Underwood Dudley (born January 6, 1937) is an American mathematician and writer. His popular works include several books describing crank mathematics by pseudomathematicians who incorrectly believe they have squared the circle or done other impossible things.

He is the discoverer of the Dudley triangle.

==Education and career==
Dudley was born in 1937, in New York City. He received bachelor's and master's degrees from the Carnegie Institute of Technology and a PhD from the University of Michigan. His 1965 doctoral dissertation, The Distribution Modulo 1 of Oscillating Functions, was supervised by William J. LeVeque.

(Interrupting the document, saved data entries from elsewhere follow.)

PR #12163, opened 2026-03-16
Server-Side Row Model filtering

adrianspdev:
## Summary

Integrate Filters plugin with DataProvider: hide "Filter by value" when using server-side data, and preserve filter conditions across dataProvider fetches.

### Features

- **Hide "Filter by value" when DataProvider is enabled**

His academic career consisted of two years at Ohio State University followed by 37 years at DePauw University, from which he retired in 2004. He edited the College Mathematics Journal and the Pi Mu Epsilon Journal, and was a Pólya Lecturer for the Mathematical Association of America (MAA) for two years.

He chaired the Indiana Section of the Mathematical Association of America twice, and in 2004 received the section's Meritorious Service Award.

He may be best known for a series of books written for the general audience about pseudomathematics. They are based on his collection of "crank" material sent to mathematics departments from people who believe they have done mathematical tasks that have been proved to be impossible, such as performing angle trisection, or who believe in numerology.

==Publications==
Dudley is the author of books including:
- Elementary Number Theory (1969; 2nd ed. 1978)
- A Budget of Trisections (1987); revised as The Trisectors (1994)
- Mathematical Cranks (1992)
- Numerology: Or, What Pythagoras Wrought (1997)
- The Magic Numbers of the Professor (with Owen O'Shea, 2007)
- A Guide to Elementary Number Theory (2009)

His edited volumes include:
- Readings for Calculus (1993)
- Is Mathematics Inevitable? A Miscellany (2008)

Dudley won the Trevor Evans Award for expository writing from the Mathematical Association of America in 1996, for his 1994 paper, "Why history?", on why mathematicians should care about the history of mathematics.

== Lawsuit ==
In 1995, Dudley was one of several people sued by William Dilworth for defamation because Mathematical Cranks included an analysis of Dilworth's "A correction in set theory", an attempted refutation of Cantor's diagonal method. The suit was dismissed in 1996 due to failure to state a claim.

The dismissal was upheld on appeal in a decision written by judge Richard Posner. From the decision: "A crank is a person inexplicably obsessed by an obviously unsound idea—a person with a bee in his bonnet. To call a person a crank is to say that because of some quirk of temperament he is wasting his time pursuing a line of thought that is plainly without merit or promise ... To call a person a crank is basically just a colorful and insulting way of expressing disagreement with his master idea, and it therefore belongs to the language of controversy rather than to the language of defamation."